◆ PROBLEM STATEMENT ◆
Each line in the listing below needs to be transcribed exactly.

====== EXERCISE MATERIAL

PR #9900, opened 2025-09-02
[CPU] Fix phi4-mm prompt issue in bench_serving

blzheng:
## Motivation

This PR fixes the following issue when running the phi-4-multimodal model with `bench_serving`.
image

## Checklist

### DIFF
--- a/python/sglang/bench_serving.py
+++ b/python/sglang/bench_serving.py
@@ -896,7 +896,11 @@ def sample_mmmu_requests(
                 prompt = f"Question: {question}\n\nAnswer: "
                 if apply_chat_template:
                     try:
-                        if "phi-4-multimodal" in tokenizer.name_or_path.lower():
+                        is_phi4_multimodal = (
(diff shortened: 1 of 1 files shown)


JustinTong0323 (approved):

JustinTong0323:
No side effects for other models, but it seems not related with the error given above

blzheng:
> No side effects for other models, but it seems not related with the error given above

The error indicates that it went through a text-only path, which is unexpected since we are running a multimodal case.
https://github.com/sgl-project/sglang/blob/369b143366a4c58cc37f81bd4141c8794f26e56f/python/sglang/srt/multimodal/processors/base_processor.py#L589-L598

lifuhuang:
> No side effects for other models, but it seems not related with the error given above

It seems that the current bench_serving does not support phi4mm (and likely other VLM with different token style). We might need to think about how to generalize this in the future. But this PR seems to be a reasonable temp workaround.

PR #9909, opened 2025-09-02
[Hicache] Generic page get bugfix

ykwd:
## Motivation

The call to `self.mem_pool_host.set_from_flat_data_page` must be executed *before* `operation.increment(self.page_size)`.
If the order is reversed and `operation.increment(self.page_size)` runs first, other threads might read incorrect data before `self.mem_pool_host.set_from_flat_data_page` finishes. 

## Checklist

### DIFF
--- a/python/sglang/srt/managers/cache_controller.py
+++ b/python/sglang/srt/managers/cache_controller.py
@@ -659,13 +659,13 @@ class HiCacheController:
                     f"Prefetch operation {operation.request_id} failed to retrieve page {hash_values[i]}."
                 )
                 break
-            if operation.increment(self.page_size):
-                self.mem_pool_host.set_from_flat_data_page(
-                    host_indices[i * self.page_size],
-                    page_data[i],
-                )
-            else:
-                break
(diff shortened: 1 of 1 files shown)


python/sglang/srt/managers/cache_controller.py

============

◆ ANSWER SPACE ◆
PR #9900, opened 2025-09-02
[CPU] Fix phi4-mm prompt issue in bench_serving

blzheng:
## Motivation

This PR fixes the following issue when running the phi-4-multimodal model with `bench_serving`.
image

## Checklist

### DIFF
--- a/python/sglang/bench_serving.py
+++ b/python/sglang/bench_serving.py
@@ -896,7 +896,11 @@ def sample_mmmu_requests(
                 prompt = f"Question: {question}\n\nAnswer: "
                 if apply_chat_template:
                     try:
-                        if "phi-4-multimodal" in tokenizer.name_or_path.lower():
+                        is_phi4_multimodal = (
(diff shortened: 1 of 1 files shown)


JustinTong0323 (approved):

JustinTong0323:
No side effects for other models, but it seems not related with the error given above

blzheng:
> No side effects for other models, but it seems not related with the error given above

The error indicates that it went through a text-only path, which is unexpected since we are running a multimodal case.
https://github.com/sgl-project/sglang/blob/369b143366a4c58cc37f81bd4141c8794f26e56f/python/sglang/srt/multimodal/processors/base_processor.py#L589-L598

lifuhuang:
> No side effects for other models, but it seems not related with the error given above

It seems that the current bench_serving does not support phi4mm (and likely other VLM with different token style). We might need to think about how to generalize this in the future. But this PR seems to be a reasonable temp workaround.

PR #9909, opened 2025-09-02
[Hicache] Generic page get bugfix

ykwd:
## Motivation

The call to `self.mem_pool_host.set_from_flat_data_page` must be executed *before* `operation.increment(self.page_size)`.
If the order is reversed and `operation.increment(self.page_size)` runs first, other threads might read incorrect data before `self.mem_pool_host.set_from_flat_data_page` finishes. 

## Checklist

### DIFF
--- a/python/sglang/srt/managers/cache_controller.py
+++ b/python/sglang/srt/managers/cache_controller.py
@@ -659,13 +659,13 @@ class HiCacheController:
                     f"Prefetch operation {operation.request_id} failed to retrieve page {hash_values[i]}."
                 )
                 break
-            if operation.increment(self.page_size):
-                self.mem_pool_host.set_from_flat_data_page(
-                    host_indices[i * self.page_size],
-                    page_data[i],
-                )
-            else:
-                break
(diff shortened: 1 of 1 files shown)


python/sglang/srt/managers/cache_controller.py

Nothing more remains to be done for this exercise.